===== Data for this task

PR #430, opened 2024-06-17
[Storage]Update ServerCommon library to v12 storage SDKs

ryuyu:
Updating the server common libraries to stop using the deprecated storage libraries and upgrade to the new v12 Azure storage SDK.

Note that this PR is currently a DRAFT for feedback purposes.


src/NuGet.Services.Storage/IStorage.cs
```diff
@@ -18,7 +19,7 @@ public interface IStorage
         Task<string> LoadString(Uri resourceUri, CancellationToken cancellationToken);
```
erdembayar, line 19: Save, Load, Delete, LoadString methods needs to be async because they use async calls inside them and we pass cancellation token.

src/NuGet.Services.Storage/AzureStorage.cs
```diff
@@ -158,63 +167,56 @@ private StorageListItem GetStorageListItem(IListBlobItem listBlobItem)
...
-            CloudBlockBlob sourceBlob = GetBlockBlobReference(sourceName);
-            CloudBlockBlob destinationBlob = azureDestinationStorage.GetBlockBlobReference(destinationName);
-
-            var context = new SingleTransferContext();
+            var destinationOptions = new BlobStorageResourceOptions();
 
             if (destinationProperties?.Count > 0)
             {
-                context.SetAttributesCallbackAsync = new SetAttributesCallbackAsync((destination) =>
+                foreach (var property in destinationProperties)
```
erdembayar, line 174: Explicit type please, not clear type we're iterating through

src/NuGet.Services.Storage/AzureStorage.cs
```diff
@@ -158,63 +167,56 @@ private StorageListItem GetStorageListItem(IListBlobItem listBlobItem)
...
-                    return Task.CompletedTask;
-                });
+                        default:
+                            throw new NotImplementedException($"Storage property '{property.Value}' is not supported.");
+                    }
+                }
             }
 
-            context.ShouldOverwriteCallbackAsync = new ShouldOverwriteCallbackAsync((source, destination) => Task.FromResult(true));
+            var sourceStorageResource = _storageResourceProvider.FromBlob(sourceUri.ToString());
```
erdembayar, line 192: Not sure what type of value returned here, explicit type please.

src/NuGet.Services.Storage/AzureStorage.cs
```diff
@@ -158,63 +167,56 @@ private StorageListItem GetStorageListItem(IListBlobItem listBlobItem)
...
+            var destinationStorageResource = _storageResourceProvider.FromBlob(destinationUri.ToString(), new AppendBlobStorageResourceOptions());
```
erdembayar, line 193: Here too

src/NuGet.Services.Storage/AzureStorageFactory.cs
```diff
@@ -2,14 +2,17 @@
...
 using Microsoft.Extensions.Logging;
-using Microsoft.WindowsAzure.Storage;
 
 namespace NuGet.Services.Storage
 {
     public class AzureStorageFactory : StorageFactory
     {
-        CloudStorageAccount _account;
+        BlobServiceClient _account;
+        BlobsStorageResourceProvider _storageResourceProvider;
```
erdembayar, line 15: What is this `BlobsStorageResourceProvider`? What is the actual use of it?

src/NuGet.Services.Storage/IStorage.cs
ryuyu: The async keyword isn't allowed on the interface here apparently. I believe they are marked async at implementation point like in src/NuGet.Services.Storage/Storage.cs

src/NuGet.Services.Storage/AzureStorage.cs
ryuyu: We are iterating over a dictionary. I don't mind explicitly putting KeyValuePair<string,string> here if you think that's more clear, but it seems overly verbose to me.

src/NuGet.Services.Storage/AzureStorageFactory.cs
ryuyu: It is used in the copy scenario as the TransferManager needs storageResources, which need a storageResourceProvider to retrieve. This is a direct replacement of the transfer/copy implementation that was previously used as this is the implementation in the new v12 storage sdk.

src/NuGet.Services.Status.Table/ChildEntity.cs
```diff
@@ -1,27 +1,36 @@
...
 {
     /// <summary>
     /// Base implementation of <see cref="IChildEntity{T}"/>.
     /// </summary>
-    public class ChildEntity<TParent> : TableEntity, IChildEntity<TParent>
-        where TParent : TableEntity
+    public class ChildEntity<TParent> : ITableEntity, IChildEntity<TParent>
+        where TParent : ITableEntity
     {
+        private ITableEntity _tableEntity;
```
agr, line 20: What's the role of `_tableEntity`?

src/NuGet.Services.Storage/AzureStorageQueue.cs
```diff
@@ -4,48 +4,52 @@
...
                 await queue.CreateIfNotExistsAsync();
                 return queue;
             });
         }
 
         public async Task AddAsync(string contents, CancellationToken token)
         {
-            var azureMessage = new AzureStorageQueueMessage(contents, dequeueCount: 0);
-            await (await _queueTask.Value).AddMessageAsync(azureMessage.Message, token);
+            //var azureMessage = new AzureStorageQueueMessage(contents, dequeueCount: 0);
```
agr, line 39: remove comment?

src/NuGet.Services.Storage/AzureStorageQueue.cs
```diff
@@ -62,14 +66,21 @@ public async Task RemoveAsync(StorageQueueMessage message, CancellationToken tok
                 throw new ArgumentException("This message was not returned from this queue!", nameof(message));
             }
 
-            await (await _queueTask.Value).DeleteMessageAsync((message as AzureStorageQueueMessage).Message, token);
+            var queueClient = await _queueTask.Value;
+            if (await queueClient.ExistsAsync())
+            {
+                AzureStorageQueueMessage queueMessage = message as AzureStorageQueueMessage;
```
agr, line 72: `queueMessage` can end up being `null` here, then the next line would fail with NPE.

jimmylewis: we know it's not null from L64.  But using a pattern match there would avoid the redundant type check here:

```
            if (!(message is AzureStorageQueueMessage queueMessage))
            {
                throw new ArgumentException("This message was not returned from this queue!", nameof(message));
            }
```

Now it doesn't need to cast to AzureStorageQueueMessage a second time.

src/NuGet.Services.Status.Table/ChildEntity.cs
erdembayar: If we can get rid of this then that would be great.

src/NuGet.Services.Storage/AzureStorageFactory.cs
erdembayar: Does it have to be created with certain context or just create new instance with `new BlobsStorageResourceProvider()` passing is good enough?

src/NuGet.Services.Storage/CloudBlobStorageExtensions.cs
```diff
@@ -4,34 +4,53 @@
...
-                var segment = await directory.ListBlobsSegmentedAsync(
-                    useFlatBlobListing: true,
-                    blobListingDetails: getMetadata ? BlobListingDetails.Metadata : BlobListingDetails.None,
-                    maxResults: null,
-                    currentToken:  continuationToken,
-                    options: null,
-                    operationContext: null,
-                    cancellationToken: cancellationToken);
+            var items = new List<BlobItem>();
+            //var segment = await directory.GetBlobsAsync(
```
erdembayar, line 20: Remove commented code?

src/NuGet.Services.Storage/AzureStorage.cs
erdembayar: If you already have context then it's verbose but if you don't then you need to open VS to see what is the actual type here, so prefer explicit type.

src/NuGet.Services.Status.Table/ChildEntity.cs
```diff
@@ -45,5 +58,6 @@ public bool IsLinked
             get { return !string.IsNullOrEmpty(ParentRowKey); }
             set { }
         }
+
```
erdembayar, line 61: nit: remove empty line.

src/NuGet.Services.Storage/AzureStorage.cs
```diff
@@ -49,14 +59,19 @@ public class AzureStorage : Storage
...
+            var transferManagerOptions = new TransferManagerOptions();
+            transferManagerOptions.CheckpointerOptions = checkpointerOptions;
+            _transferManager = new TransferManager(transferManagerOptions);
+            _storageResourceProvider = blobsStorageResourceProvider;
 
-            if (initializeContainer && _directory.Container.CreateIfNotExists())
+            if (initializeContainer)
             {
-                _directory.Container.SetPermissions(new BlobContainerPermissions { PublicAccess = BlobContainerPublicAccessType.Blob });
+                _directory.CreateIfNotExists(PublicAccessType.Blob);
```
erdembayar, line 70: Should the line 68 be `if (initializeContainer) && _directory.CreateIfNotExists(PublicAccessType.Blob != null`)
Here this is the return of CreateIfNotExists
    // Returns:
    //     If the container does not already exist, a Azure.Response`1 describing the newly
    //     created container. If the container already exists, null.
    //

src/NuGet.Services.Storage/AzureStorage.cs
```diff
@@ -309,23 +313,24 @@ protected override async Task OnDelete(Uri resourceUri, CancellationToken cancel
...
 
             return blob;
         }
 
-        private void ApplyBlobRequestOptions(CloudBlockBlob blob)
+        private Uri ResolvePathedUri(string filename)
         {
-            blob.ServiceClient.DefaultRequestOptions = _directory.ServiceClient.DefaultRequestOptions;
+            return ResolveUri(Path.Combine(_path, filename));
         }
```
erdembayar, line 334: Could add some comment or documentation on how exactly this `ResolvePathedUri` works?

src/NuGet.Services.Storage/AzureStorage.cs
```diff
@@ -83,10 +98,10 @@ static Uri GetDirectoryUri(CloudBlobDirectory directory)
         //Blob exists
         public override bool Exists(string fileName)
         {
-            var packageRegistrationUri = ResolveUri(fileName);
+            var packageRegistrationUri = ResolvePathedUri(fileName);
```
erdembayar, line 101: Not blocking, feel free to resolve it, if you include explicit type then it would be great for this line and following ones in this file, just reading the code not sure what type was returned.

src/NuGet.Services.Storage/AzureStorage.cs
```diff
@@ -117,31 +132,27 @@ public override async Task<bool> ExistsAsync(string fileName, CancellationToken
             return false;
         }
 
-        public override async Task<IEnumerable<StorageListItem>> List(bool getMetadata, CancellationToken cancellationToken)
+        public override IEnumerable<StorageListItem> List(bool getMetadata)
         {
-            var files = await _directory.ListBlobsAsync(getMetadata, cancellationToken);
-
-            return files.Select(GetStorageListItem).AsEnumerable();
+            foreach (BlobItem blob in _directory.GetBlobs(prefix: _path))
```
erdembayar, line 137: Should we use async `GetBlobsAsync`?

erdembayar: Is new code actually logically equivalent to old code?
`CoPilot` suggests below code as replacement for previous code.

```
using System;
using System.Collections.Generic;
using System.Threading;
using System.Threading.Tasks;
using Azure;
using Azure.Storage.Blobs;
using Azure.Storage.Blobs.Models;

public static class BlobStorageExtensions
{
    public static async Task<IEnumerable<BlobItem>> ListBlobsAsync(
        this BlobContainerClient containerClient,
        string directoryPath,
        bool getMetadata,
        CancellationToken cancellationToken)
    {
        var items = new List<BlobItem>();
        var options = new BlobTraits();
        if (getMetadata)
        {
            options |= BlobTraits.Metadata;
        }

        var blobHierarchyItems = containerClient.GetBlobsByHierarchyAsync(
            traits: options,
            states: BlobStates.None,
            prefix: directoryPath,
            delimiter: "/",
            cancellationToken: cancellationToken);

        await foreach (var blobHierarchyItem in blobHierarchyItems)
        {
            if (blobHierarchyItem.IsBlob)
            {
                items.Add(blobHierarchyItem.Blob);
            }
        }

        return items;
    }
}

// Usage
public async Task ListBlobsInDirectoryAsync()
{
    string connectionString = "your_connection_string";
    string containerName = "your_container_name";
    string directoryPath = "your_directory_path";
    bool getMetadata = true;
    CancellationToken cancellationToken = CancellationToken.None;

    var containerClient = new BlobContainerClient(connectionString, containerName);
    var files = await containerClient.ListBlobsAsync(directoryPath, getMetadata, cancellationToken);

    // Process files as needed
    foreach (var file in files)
    {
        Console.WriteLine(file.Name);
    }
}

```

src/NuGet.Services.Storage/AzureStorage.cs
```diff
@@ -117,31 +132,27 @@ public override async Task<bool> ExistsAsync(string fileName, CancellationToken
...
         {
-            var blob = GetBlockBlobReference(GetName(resourceUri));
-
-            foreach (var kvp in metadata)
-            {
-                blob.Metadata[kvp.Key] = kvp.Value;
-            }
-
-            await blob.SetMetadataAsync();
+            var blob = GetBlobReference(GetName(resourceUri));
```
erdembayar, line 145: I had to open VS to see when this variable actually is? I would appreciate explicit type.

src/NuGet.Services.Storage/AzureStorage.cs
```diff
@@ -117,31 +132,27 @@ public override async Task<bool> ExistsAsync(string fileName, CancellationToken
...
+            await blob.SetMetadataAsync(metadata);
         }
 
-        private StorageListItem GetStorageListItem(IListBlobItem listBlobItem)
+        private StorageListItem GetStorageListItem(BlobClient listBlobItem)
         {
-            var cloudBlockBlob = (listBlobItem as CloudBlob);
-            var lastModified = cloudBlockBlob?.Properties.LastModified?.UtcDateTime;
+            var blobPropertiesResponse = listBlobItem.GetProperties();
```
erdembayar, line 151: Could we use async  method here `GetPropertiesAsync` and bubble up async call for perf benefit?

src/NuGet.Services.Storage/AzureStorage.cs
```diff
@@ -117,31 +132,27 @@ public override async Task<bool> ExistsAsync(string fileName, CancellationToken
...
+            var blobProperties = blobPropertiesResponse.Value;
```
erdembayar, line 152: Previous logic gracefully handle possible null object value case. Just accessing `.Value` here might throw an exception.
```
    // Summary:
    //     Gets the value returned by the service. Accessing this property will throw if
    //     Azure.NullableResponse`1.HasValue is false.
```

src/NuGet.Services.Storage/AzureStorageFactory.cs
ryuyu: If you don't plan to use the copy scenario, an empty resource provider should be fine to use.

src/NuGet.Services.Storage/AzureStorage.cs
```diff
@@ -117,31 +132,27 @@ public override async Task<bool> ExistsAsync(string fileName, CancellationToken
...
+            var lastModified = blobProperties.LastModified;
 
-            return new StorageListItem(listBlobItem.Uri, lastModified, cloudBlockBlob?.Metadata);
+            return new StorageListItem(listBlobItem.Uri, lastModified, blobProperties.Metadata);
```
erdembayar, line 155: Same here null conditional operator is needed.

src/NuGet.Services.Storage/AzureStorageQueueMessage.cs
```diff
@@ -1,24 +1,30 @@
...
             Message = message;
+            MessageId = message.MessageId;
+            PopReceipt = message.PopReceipt;
         }
 
         internal AzureStorageQueueMessage(string contents, int dequeueCount)
             : base(contents, dequeueCount)
         {
-            Message = new CloudQueueMessage(contents);
+            Message = null;
```
erdembayar, line 27: Why `null`?

src/NuGet.Services.Storage/CloudBlobStorageExtensions.cs
```diff
@@ -4,34 +4,53 @@
...
+            //    useFlatBlobListing: true,
+            //    blobListingDetails: getMetadata ? BlobListingDetails.Metadata : BlobListingDetails.None,
+            //    maxResults: null,
+            //    currentToken:  continuationToken,
+            //    options: null,
+            //    operationContext: null,
+            //    cancellationToken: cancellationToken);
+            var segment = directory.GetBlobsAsync(
```
erdembayar, line 28: CoPilot give me this suggestion which is bit simpler:

```
using System;
using System.Collections.Generic;
using System.Threading;
using System.Threading.Tasks;
using Azure;
using Azure.Storage.Blobs;
using Azure.Storage.Blobs.Models;

public static class BlobStorageExtensions
{
    public static async Task<IEnumerable<BlobItem>> ListBlobsAsync(
        this BlobContainerClient containerClient,
        string directoryPath,
        bool getMetadata,
        CancellationToken cancellationToken)
    {
        var items = new List<BlobItem>();
        var traits = getMetadata ? BlobTraits.Metadata : BlobTraits.None;

        await foreach (var blobItem in containerClient.GetBlobsAsync(traits: traits, prefix: directoryPath, cancellationToken: cancellationToken))
        {
            items.Add(blobItem);
        }

        return items;
    }
}

// Usage
public async Task ListBlobsInDirectoryAsync()
{
    string connectionString = "your_connection_string";
    string containerName = "your_container_name";
    string directoryPath = "your_directory_path/";
    bool getMetadata = true;
    CancellationToken cancellationToken = CancellationToken.None;

    var containerClient = new BlobContainerClient(connectionString, containerName);
    var files = await containerClient.ListBlobsAsync(directoryPath, getMetadata, cancellationToken);

    // Process files as needed
    foreach (var file in files)
    {
        Console.WriteLine(file.Name);
    }
}

```

erdembayar:
LGTM, left some comments. Sorry for late review.

src/NuGet.Services.Status.Table/ChildEntity.cs
ryuyu: I think this may be left over from the original attempt to wrap all SDK classes to prevent interface leakage. I'll look into seeing how much of this i can revert without breaking other things.

src/NuGet.Services.Storage/AzureStorageQueue.cs
ryuyu: done

src/NuGet.Services.Storage/AzureStorageQueue.cs
ryuyu: It looks like the "is not" pattern requires c# 9.0 and is not available in c#7.3
Are there any potential caveats to "upgrading" language version here?

ryuyu: Is
if (!(message is AzureStorageQueueMessage queueMessage))

functionally identical?

src/NuGet.Services.Storage/CloudBlobStorageExtensions.cs
ryuyu: Done

src/NuGet.Services.Storage/AzureStorage.cs
ryuyu: I think this is functionally ok.
If the container exists, we don't need to do anything anyway, and the null return is ignored.
If the container didn't exist, we create it.

I think this is the behaviour we want. I will update the logging lines after to note if the container was actually created, or if the operation no-oped.

src/NuGet.Services.Storage/AzureStorage.cs
ryuyu: I think we can leverage the blobtraits.Metadata part in options to make the metadata get boolean actually do something , but I think we would need to upgrade language to get access to the await foreach. I remember trying to use this before and failing.

src/NuGet.Services.Storage/AzureStorage.cs
ryuyu: I added some async methods versions.

src/NuGet.Services.Storage/AzureStorageQueue.cs
ryuyu: Oh it was pretty easy to at least have IDE pick up new language version. I will see if it still builds correctly soon.

src/NuGet.Services.Storage/CloudBlobStorageExtensions.cs
ryuyu: I listed all of the Traits and Properties here somewhat intentionally so it was clear to the next person touching this file what our various options to pass through are (if we ever choose to extend it to be able to pass through other parameters).

This was also done this way because await foreach was a language feature that wasn't available in c#7.0.

Since I pulled up the language version, I'll adapt some of these changes.

src/NuGet.Services.Storage/AzureStorageQueueMessage.cs
ryuyu: Digging in to this a little bit. I'm not sure we need this at all (both the constructor and the Message internal variable. I can't tell what it is used for, and locally, this contructor is completely unused. The Message Internal variable also appears to be unused, and appears to be a wrapper enclosing the original QueueMessage.

src/NuGet.Services.Status.Table/ChildEntity.cs
ryuyu: Digging througha b it more, it looks liek this doesn't serve any purpose right now. I'll get rid of it.

src/NuGet.Services.Status.Table/ChildEntity.cs
```diff
@@ -1,25 +1,28 @@
 ﻿// Copyright (c) .NET Foundation. All rights reserved.
 // Licensed under the Apache License, Version 2.0. See License.txt in the project root for license information.
 
-using Microsoft.WindowsAzure.Storage.Table;
+using Azure;
+
+// Copyright (c) .NET Foundation. All rights reserved.
```
erdembayar, line 6: Did you copy Copyright notice twice by accident?

src/NuGet.Services.Status.Table/ChildEntity.cs
```diff
@@ -44,6 +51,6 @@ public bool IsLinked
         {
             get { return !string.IsNullOrEmpty(ParentRowKey); }
             set { }
-        }
+        }
```
erdembayar, line 54: Unnecessary, empty space here.

src/NuGet.Services.Storage/AzureStorage.cs
```diff
@@ -117,31 +139,60 @@ public override async Task<bool> ExistsAsync(string fileName, CancellationToken
...
+                blobList.Add(await GetStorageListItemAsync(_directory.GetBlobClient(blob.Blob.Name)));
             }
 
-            await blob.SetMetadataAsync();
+            return blobList;
+        }
+
+        public override async Task SetMetadataAsync(Uri resourceUri, IDictionary<string, string> metadata)
+        {
+            BlobClient blob = GetBlobReference(GetName(resourceUri));
```
erdembayar, line 176: Isn't it would be [BlockBlobClient](https://learn.microsoft.com/en-us/dotnet/api/azure.storage.blobs.specialized.blockblobclient?view=azure-dotnet) because we would mostly work with large blob storage?

src/NuGet.Services.Storage/AzureStorage.cs
```diff
@@ -158,63 +209,56 @@ private StorageListItem GetStorageListItem(IListBlobItem listBlobItem)
...
             }
 
-            string sourceName = GetName(sourceUri);
-            string destinationName = azureDestinationStorage.GetName(destinationUri);
-
-            CloudBlockBlob sourceBlob = GetBlockBlobReference(sourceName);
-            CloudBlockBlob destinationBlob = azureDestinationStorage.GetBlockBlobReference(destinationName);
-
-            var context = new SingleTransferContext();
+            var destinationOptions = new BlobStorageResourceOptions();
```
erdembayar, line 212: This var is created, but not used, see my PR https://github.com/NuGet/NuGet.Jobs/pull/1210 >> src/Catalog/Persistence/AzureStorage.cs>> around Line 271.

src/NuGet.Services.Storage/AzureStorage.cs
```diff
@@ -226,33 +270,31 @@ protected override async Task OnSave(Uri resourceUri, StorageContent content, bo
 
                     destinationStream.Seek(0, SeekOrigin.Begin);
 
-                    await blob.UploadFromStreamAsync(
+                    await blob.SetHttpHeadersAsync(headers);
```
erdembayar, line 273: Should we upload first and then set the SetHttpHeadersAsync? Not sure if it matters. What happens if we set SetHttpHeadersAsync and then the next upload fails, or vice versa?

src/NuGet.Services.Storage/AzureStorage.cs
```diff
@@ -309,23 +353,25 @@ protected override async Task OnDelete(Uri resourceUri, CancellationToken cancel
...
 
-            await blob.DeleteAsync(cancellationToken);
+            await blob.DeleteAsync(cancellationToken: cancellationToken);
         }
 
-        private CloudBlockBlob GetBlockBlobReference(string blobName)
+        private BlobClient GetBlobReference(string blobName)
         {
-            var blob = _directory.GetBlockBlobReference(blobName);
+            var blob = _directory.GetBlobClient(blobName);
```
erdembayar, line 363: Should it be `BlockBlobClient`?
@drewgillies  @agr 
What is your opinion on BlobClient vs BlockBlobClient? I used BlockBlobClient in my https://github.com/NuGet/NuGet.Jobs/pull/1210/files

tests/NuGet.Services.Storage.Tests/AzureStorageFacts.cs
```diff
@@ -6,125 +6,128 @@
...
-            public async Task AllowsOverwriteWhenDesired()
-            {
-                // Arrange
-                await CreateBlobAsync(_dirPath, BlobName);
-
-                var inputContent = new StringStorageContent("new content");
-
-                // Act
-                await _target.Save(_resourceUri, inputContent, overwrite: true, cancellationToken: CancellationToken.None);
+        //private const string NoEmulator = "The Azure Storage emulator is not running on the CI.";
```
erdembayar, line 20: Are we going to fix tests later? Then please create workitem.

src/NuGet.Services.Storage/AzureStorageQueue.cs
```diff
@@ -57,19 +60,25 @@ public async Task<StorageQueueMessage> GetNextAsync(CancellationToken token)
 
         public async Task RemoveAsync(StorageQueueMessage message, CancellationToken token)
         {
-            if (!(message is AzureStorageQueueMessage))
+            if (message is not AzureStorageQueueMessage queueMessage)
             {
                 throw new ArgumentException("This message was not returned from this queue!", nameof(message));
```
erdembayar, line 65: Could we make this hard coded string const?

src/NuGet.Services.Status.Table/ChildEntity.cs
ryuyu: Oops. Probably a bit of a faulty copy. Fixed.

src/NuGet.Services.Storage/AzureStorage.cs
```diff
@@ -117,31 +139,60 @@ public override async Task<bool> ExistsAsync(string fileName, CancellationToken
...
         {
-            var files = await _directory.ListBlobsAsync(getMetadata, cancellationToken);
+            var blobTraits = new BlobTraits();
+            if (getMetadata)
+            {
+                blobTraits |= BlobTraits.Metadata;
+            }
 
-            return files.Select(GetStorageListItem).AsEnumerable();
+            foreach (BlobHierarchyItem blob in _directory.GetBlobsByHierarchy(traits: blobTraits, prefix: _path))
```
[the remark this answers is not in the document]
ryuyu: There is a second ListAsync method i added below that uses GetBlobsByHeirarchyAsync.
I didn't change the sync method as it was already in use and I don't want to break existing consumption.
it is up the consumer to switch which method is being used.

src/NuGet.Services.Storage/AzureStorage.cs
ryuyu: We had a quick discussion with @agr offline and we decided to switch to BlockBlobClient here as we don't currently have scenarios that need the other specialized BlobClient types. We will revisit if these scenarios become necessary.

src/NuGet.Services.Storage/AzureStorage.cs
ryuyu: You are correct; that was indeed unused. I switched it to an appendResourceOptions type and used it when creating the destination resource.

src/NuGet.Services.Storage/AzureStorage.cs
ryuyu: Oh that's a great question. I think I naively assumed this to be setting headers on the upload request, but it looks like it's for setting consumption headers on the blob.
I looked around a bit and it looks like we want to reverse the order of these operations. Good catch.

src/NuGet.Services.Storage/AzureStorage.cs
ryuyu: Discussed with @erdembayar and @agr offline and we are switching to BlockBlobClient as the performance gains for using BlockBlobClient will be more useful than the genericism of BlobClient (since we don't have any scenarios currently that would benefit from using any of the other types anyway) Thanks for bringing this up!

tests/NuGet.Services.Storage.Tests/AzureStorageFacts.cs
ryuyu: I will probably delete this file. Making a note to remove it.

src/NuGet.Services.Storage/AzureStorage.cs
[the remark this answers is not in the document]
drewgillies: It's worth pointing out that we'd probably like to circle back to this work and do a sync -> async pass where appropriate. But not at this time.

erdembayar (approved):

==========

Task to complete
Looking through the data above, copy out each line in which the string "functionally" occurs.

Output for this exercise
functionally identical?
ryuyu: I think this is functionally ok.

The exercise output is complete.